PR #663, opened 2024-09-10
Developer

AndrZhuk:


templates/taxi/car_list.html
```diff
@@ -7,6 +8,10 @@ <h1>
       Create
     </a>
   </h1>
+  <form method="get" action="" class="form-inline">
+  {{ search_form|crispy }}
+  <input class="btn btn-secondary" type="submit" value="📞">
+  </form>
```
vsmutok: Create a separate template for search form and include it where you need to avoid code duplication

vsmutok (changes requested):

viktoria-rybenchuk (approved):
LGTM!

Issue #1300, opened 2023-01-14
Reduce `info[]` use


ValueRaider:
`Ticker.info` contains a lot of data, but some of it is accessible other faster ways:
- recent price data - `Ticker.history()` or `download()`
- exchange, timezone, currency - `Ticker.get_history_metadata()`
- share count (#1133 will prioritise merge)
- market cap (= price * share count)

`info` is a relatively expensive request, and may be contributing to Yahoo encrypting data. So I propose deleting these items from `info`, with accompanying documentation / warnings etc for a smooth transition.

Open to contrary views.

cmjordan42:
Caveat: I have limited familiarity with the architecture of yfinance; I recently switched over to it from my own yfinance-ish library when the previous cryptography issues hit a month or so ago. I'm assuming that a lot of the architecture is similar to how I built it, as it was dictated by how Yahoo APIs offered its data.

If someone is grabbing current price, previous close, and a handful of other non-pricing data points from `info` , wouldn't this change require to now call `info` AND `history()` and result in more load on Yahoo?

It seems this change would only yield improvement if the only reason that the person was calling info was to only get pricing data.

ValueRaider:
Basically `history` and `download` are fast, everything else is slower - `info` is the worst at 6.5x slower. Also you can call `history` 100-1000 times in a loop before being temporarily blocked, but `info[]` much less (maybe 10-100 times?).

> the person was calling info was to only get pricing data.

I've seen this in that large project. For individual users I often see them wanting just marketCap.

cmjordan42:
Got it. But isn't the proposed change to actually remove it from info? So for those who are being deliberate and not wasteful, this will increase the load / number of calls? For example, I will now have to call `history()` every time I currently call `info` as my goal when I call `info` is to get the summary-level data on a single security which `info` provides, not to get deep history on pricing.

It seems like the real solution is that the people who are being wasteful just need to not be wasteful :) Unless I'm missing something, this change will tangibly increase server load for those who ARE being resource-conscious, so we'd be going in the wrong direction.

ValueRaider:
The number of calls is less important than the amount of work those calls triggers. For whatever reason, `info` is ~6.5x more costly to Yahoo than `history`.

Another example: the proposed new way for getting market cap, using `history` and `share count`, is 3x faster despite 2 calls instead of 1.

cmjordan42:
[...]

PR #1317, opened 2023-01-18
`Ticker.basic_info` - fast but minimal alternative to `info[]`

ValueRaider:
Draft implementation for #1300 so feedback wanted. See that Issue for discussion of why ...

`Ticker.basic_info` provides fast access to ~25 values of `Ticker.info[]`, e.g. last close price. To encourage users to switch, these keys are removed from `info`. If user is using affected keys, then `yfinance` will print migration instructions eg:

`dat.info["open"]`
> Price data removed from info. Use Ticker.basic_info or history() instead

### DIFF
--- a/README.md
+++ b/README.md
@@ -86,6 +86,9 @@ msft.capital_gains
 msft.shares
 msft.get_shares_full()
 
+# calculate market cap
+msft.market_cap
+
 # show financials:
 # - income statement
 msft.income_stmt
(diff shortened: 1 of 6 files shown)


YieldPilot:
If beta and dividendRate were moved over I could switch to basic_info as well

ValueRaider:
Moved over from where?

ValueRaider:
@YieldPilot `basic_info` doesn't move anything from `info`, it fetches/calculates data via different methods. If you know a different way to get beta or dividendYield then you are free to implement and submit a Pull Request.

PR #1335, opened 2023-01-25
Add new yahoo key

ifel:
They just added a new key. Added it to the list, commented exception, the thing works now:
https://gist.github.com/ifel/5cdbf537a79da8a6e37203b1a9c30e4f


ValueRaider:
Superstar

ValueRaider:
Can you look into the feasibility of fetching & parsing the JS file to extract keys? Just to assess how difficult implementation would be, no need to actually do it.

ValueRaider:
Thanks. I'll create an Issue for anyone to implement.

PR #1336, opened 2023-01-25
Hardcode decryption keys

### LINKED ISSUE #1329: Exception: yfinance failed to decrypt Yahoo data response with hardcoded keys, contact developers
I use Python 3.8
Installed yfinance 0.2.4
I'm pulling the info of a ticker using this code:
`info = yf.Ticker(symbol).info`
And I'm getting this error message:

┄┄┄┄┄┄

* [EXERCISE DETAILS]:
Retype the entries above exactly as they appear.

* [EXPECTED OUTPUT]:
PR #663, opened 2024-09-10
Developer

AndrZhuk:


templates/taxi/car_list.html
```diff
@@ -7,6 +8,10 @@ <h1>
       Create
     </a>
   </h1>
+  <form method="get" action="" class="form-inline">
+  {{ search_form|crispy }}
+  <input class="btn btn-secondary" type="submit" value="📞">
+  </form>
```
vsmutok: Create a separate template for search form and include it where you need to avoid code duplication

vsmutok (changes requested):

viktoria-rybenchuk (approved):
LGTM!

Issue #1300, opened 2023-01-14
Reduce `info[]` use


ValueRaider:
`Ticker.info` contains a lot of data, but some of it is accessible other faster ways:
- recent price data - `Ticker.history()` or `download()`
- exchange, timezone, currency - `Ticker.get_history_metadata()`
- share count (#1133 will prioritise merge)
- market cap (= price * share count)

`info` is a relatively expensive request, and may be contributing to Yahoo encrypting data. So I propose deleting these items from `info`, with accompanying documentation / warnings etc for a smooth transition.

Open to contrary views.

cmjordan42:
Caveat: I have limited familiarity with the architecture of yfinance; I recently switched over to it from my own yfinance-ish library when the previous cryptography issues hit a month or so ago. I'm assuming that a lot of the architecture is similar to how I built it, as it was dictated by how Yahoo APIs offered its data.

If someone is grabbing current price, previous close, and a handful of other non-pricing data points from `info` , wouldn't this change require to now call `info` AND `history()` and result in more load on Yahoo?

It seems this change would only yield improvement if the only reason that the person was calling info was to only get pricing data.

ValueRaider:
Basically `history` and `download` are fast, everything else is slower - `info` is the worst at 6.5x slower. Also you can call `history` 100-1000 times in a loop before being temporarily blocked, but `info[]` much less (maybe 10-100 times?).

> the person was calling info was to only get pricing data.

I've seen this in that large project. For individual users I often see them wanting just marketCap.

cmjordan42:
Got it. But isn't the proposed change to actually remove it from info? So for those who are being deliberate and not wasteful, this will increase the load / number of calls? For example, I will now have to call `history()` every time I currently call `info` as my goal when I call `info` is to get the summary-level data on a single security which `info` provides, not to get deep history on pricing.

It seems like the real solution is that the people who are being wasteful just need to not be wasteful :) Unless I'm missing something, this change will tangibly increase server load for those who ARE being resource-conscious, so we'd be going in the wrong direction.

ValueRaider:
The number of calls is less important than the amount of work those calls triggers. For whatever reason, `info` is ~6.5x more costly to Yahoo than `history`.

Another example: the proposed new way for getting market cap, using `history` and `share count`, is 3x faster despite 2 calls instead of 1.

cmjordan42:
[...]

PR #1317, opened 2023-01-18
`Ticker.basic_info` - fast but minimal alternative to `info[]`

ValueRaider:
Draft implementation for #1300 so feedback wanted. See that Issue for discussion of why ...

`Ticker.basic_info` provides fast access to ~25 values of `Ticker.info[]`, e.g. last close price. To encourage users to switch, these keys are removed from `info`. If user is using affected keys, then `yfinance` will print migration instructions eg:

`dat.info["open"]`
> Price data removed from info. Use Ticker.basic_info or history() instead

### DIFF
--- a/README.md
+++ b/README.md
@@ -86,6 +86,9 @@ msft.capital_gains
 msft.shares
 msft.get_shares_full()
 
+# calculate market cap
+msft.market_cap
+
 # show financials:
 # - income statement
 msft.income_stmt
(diff shortened: 1 of 6 files shown)


YieldPilot:
If beta and dividendRate were moved over I could switch to basic_info as well

ValueRaider:
Moved over from where?

ValueRaider:
@YieldPilot `basic_info` doesn't move anything from `info`, it fetches/calculates data via different methods. If you know a different way to get beta or dividendYield then you are free to implement and submit a Pull Request.

PR #1335, opened 2023-01-25
Add new yahoo key

ifel:
They just added a new key. Added it to the list, commented exception, the thing works now:
https://gist.github.com/ifel/5cdbf537a79da8a6e37203b1a9c30e4f


ValueRaider:
Superstar

ValueRaider:
Can you look into the feasibility of fetching & parsing the JS file to extract keys? Just to assess how difficult implementation would be, no need to actually do it.

ValueRaider:
Thanks. I'll create an Issue for anyone to implement.

PR #1336, opened 2023-01-25
Hardcode decryption keys

### LINKED ISSUE #1329: Exception: yfinance failed to decrypt Yahoo data response with hardcoded keys, contact developers
I use Python 3.8
Installed yfinance 0.2.4
I'm pulling the info of a ticker using this code:
`info = yf.Ticker(symbol).info`
And I'm getting this error message:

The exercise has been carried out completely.